======== GIVEN DATA

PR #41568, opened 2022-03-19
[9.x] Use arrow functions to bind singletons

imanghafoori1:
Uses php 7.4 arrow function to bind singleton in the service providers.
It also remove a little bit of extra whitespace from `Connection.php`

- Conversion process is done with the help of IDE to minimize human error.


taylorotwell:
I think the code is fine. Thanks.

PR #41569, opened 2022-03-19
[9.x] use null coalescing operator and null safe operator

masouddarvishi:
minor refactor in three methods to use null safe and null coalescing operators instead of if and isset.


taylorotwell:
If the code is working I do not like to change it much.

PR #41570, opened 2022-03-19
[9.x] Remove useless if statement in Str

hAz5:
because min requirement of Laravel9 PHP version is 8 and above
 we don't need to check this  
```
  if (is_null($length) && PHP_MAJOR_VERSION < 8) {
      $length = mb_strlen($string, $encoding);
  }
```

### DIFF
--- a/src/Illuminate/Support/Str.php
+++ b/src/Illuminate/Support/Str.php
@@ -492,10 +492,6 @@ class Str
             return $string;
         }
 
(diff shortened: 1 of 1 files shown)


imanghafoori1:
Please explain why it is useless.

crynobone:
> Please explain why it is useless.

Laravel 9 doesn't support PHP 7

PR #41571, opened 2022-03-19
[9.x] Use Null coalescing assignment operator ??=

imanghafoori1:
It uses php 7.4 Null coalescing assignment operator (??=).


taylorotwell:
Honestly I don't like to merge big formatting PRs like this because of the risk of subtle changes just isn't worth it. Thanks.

================

§ ACTIVITY
Each line of the data is to be retyped exactly.

§ EXPECTED OUTPUT
PR #41568, opened 2022-03-19
[9.x] Use arrow functions to bind singletons

imanghafoori1:
Uses php 7.4 arrow function to bind singleton in the service providers.
It also remove a little bit of extra whitespace from `Connection.php`

- Conversion process is done with the help of IDE to minimize human error.


taylorotwell:
I think the code is fine. Thanks.

PR #41569, opened 2022-03-19
[9.x] use null coalescing operator and null safe operator

masouddarvishi:
minor refactor in three methods to use null safe and null coalescing operators instead of if and isset.


taylorotwell:
If the code is working I do not like to change it much.

PR #41570, opened 2022-03-19
[9.x] Remove useless if statement in Str

hAz5:
because min requirement of Laravel9 PHP version is 8 and above
 we don't need to check this  
```
  if (is_null($length) && PHP_MAJOR_VERSION < 8) {
      $length = mb_strlen($string, $encoding);
  }
```

### DIFF
--- a/src/Illuminate/Support/Str.php
+++ b/src/Illuminate/Support/Str.php
@@ -492,10 +492,6 @@ class Str
             return $string;
         }
 
(diff shortened: 1 of 1 files shown)


imanghafoori1:
Please explain why it is useless.

crynobone:
> Please explain why it is useless.

Laravel 9 doesn't support PHP 7

PR #41571, opened 2022-03-19
[9.x] Use Null coalescing assignment operator ??=

imanghafoori1:
It uses php 7.4 Null coalescing assignment operator (??=).


taylorotwell:
Honestly I don't like to merge big formatting PRs like this because of the risk of subtle changes just isn't worth it. Thanks.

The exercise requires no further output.